For everyone who exalts himself will be humbled, but he who humbles himself will be exalted.
Luke 18:14


Dreams, lately, of the humiliation, shaming kind: I am in a public place and find to my horror that I have neglected to wear a skirt. I open my mouth to speak before a crowd of people and find that I am mute. The people who invited me are angry; the audience grows impatient -- finally I slink off the stage in utter defeat, attempting to explain to someone, anyone, but unable to speak.

You mustn't blow your own horn. Don't talk about what you do well. Don't admit to doing anything well. Be modest and self-effacing. It's very wrong to be proud of yourself.

And something bad will happen if you are. Like forgetting to wear your skirt. Or losing your voice. Is there someone, somewhere who has not known the struggle between the sense of giftedness and the reality of falling short? Someone who has not longed for credit where credit is due, and then felt ashamed of that longing? Where does honest delight in accomplishment end and pride begin?

The truth is, it is not just those who exalt themselves who will be humbled: we will all be humbled. None of us are getting out of here alive, and the dying are not ordinarily the picture of health and strength: we all have some tough times ahead. This passage may be much less about cultivating a neurotic reluctance to commend the good that is in us than it is about the mortality we all share.
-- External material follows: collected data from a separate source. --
PR #172, opened 2024-05-07
Add bad pixel flags to extra.calibration

takluyver:
The definitions are copied from pycalibration.

### DIFF
--- a/docs/calibration.md
+++ b/docs/calibration.md
@@ -55,8 +55,12 @@ agipd_cd = CalibrationData.from_report(3757)
 
 The calibration pipeline produces masks along with corrected data, in keys
 called `image.mask` or `data.mask` depending on the detector. Zeros in the mask
-represent good pixels, while any other value indicates one or more reasons to
-consider the corresponding data dubious:
+represent normal, good pixels, while any other value indicates one or more
+reasons why the data may be atypical.
+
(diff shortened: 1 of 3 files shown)


docs/calibration.md
```diff
@@ -50,3 +50,14 @@ agipd_cd = CalibrationData.from_report(3757)
 ::: extra.calibration.JUNGFRAUConditions
 
 ::: extra.calibration.LPDConditions
+
+## Bad pixel values
+
+The calibration pipeline produces masks along with corrected data, in keys
+called `image.mask` or `data.mask` depending on the detector. Zeros in the mask
+represent good pixels, while any other value indicates one or more reasons to
+consider the corresponding data dubious:
```
philsmt, line 59: I would prefer as neutral wording as possible, given some bits simply mean to inform about a _peculiarity_ like `NON_STANDARD_SIZE`. Maybe conspicuous? (just grabbing that from a dictionary)

takluyver: Good point, I've had a go at rewording this.

Are you happy with the subheading remaining 'Bad pixel values' if we give more nuance in the description,  or do you think that needs to change too?

philsmt: I suspect that term is just too established to change now 🤷

PR #173, opened 2024-05-13
Support more types for DLD dataframe extra columns

philsmt:
Building on https://github.com/European-XFEL/EXtra/pull/166, this PR relaxes the type requirements a bit to work with both pulse- and train-resolved data in `pd.Series`, `xr.DataArray` or directly `KeyData` objects. Naturally the pulse index must be *compatible*, i.e. use the same first two columns.

### DIFF
--- a/src/extra/components/dld.py
+++ b/src/extra/components/dld.py
@@ -5,6 +5,9 @@ import re
 import numpy as np
 import pandas as pd
 
+from extra.data import KeyData
+from .utils import _isinstance_no_import
+
 
 class DelayLineDetector:
     """Interface for processed delay line detector data.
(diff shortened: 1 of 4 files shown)


src/extra/components/dld.py
```diff
@@ -169,32 +172,64 @@ def _build_reduced_pd(self, data, index, entry_level):
 
         return pd_cls(raw[finite_mask], pd.MultiIndex.from_frame(index_df))
 
-    def _insert_aligned_columns(self, df, columns):
+    @staticmethod
+    def insert_aligned_columns(df, columns):
```
takluyver, line 176: Is it a deliberate choice to make this method public? I think it will also appear in the docs, and I tend to think that keeping the documented API relatively small, so people can easily see the methods they want, is a good thing. But YMMV. :slightly_smiling_face:

takluyver:
The implementation looks good to me.

It doesn't seem 100% ideal to be making APIs that look like `load_some_data(with=some_other_data)`, as opposed to some form of `load_some_data() + some_other_data`. But I think that's hard to avoid given the constraints of what you're doing here, so go ahead.

philsmt:
Thanks for review!

Indeed I still want a `PulsePattern.label_data`-esque API that can take data in as many different formats as possible and align it. But it seemed unlikely to get this right quickly, so I opted for a smaller integration in the DLD component itself. It should be easy to continue supporting this API on top of a more generic one later.

takluyver:
In that case, LGTM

We will all fall, but those who refuse to humble themselves beforehand will fall farther. Those for whom any sort of self-denial is an outrage are certain to be outraged by what is certain to happen to them one day. Those unaccustomed to doing without will suffer more; they won't be used to it. Now is the time to cultivate resources other than those upon which the world depends, resources within ourselves, things that cannot be taken from us when everything else has been.

Those who have nothing else continue to have the love of God. Those who have much have the love of God, too. Rummage among your many possessions now, and find it in an unexpected place within you, against the time when you, too, have only that love to sustain you.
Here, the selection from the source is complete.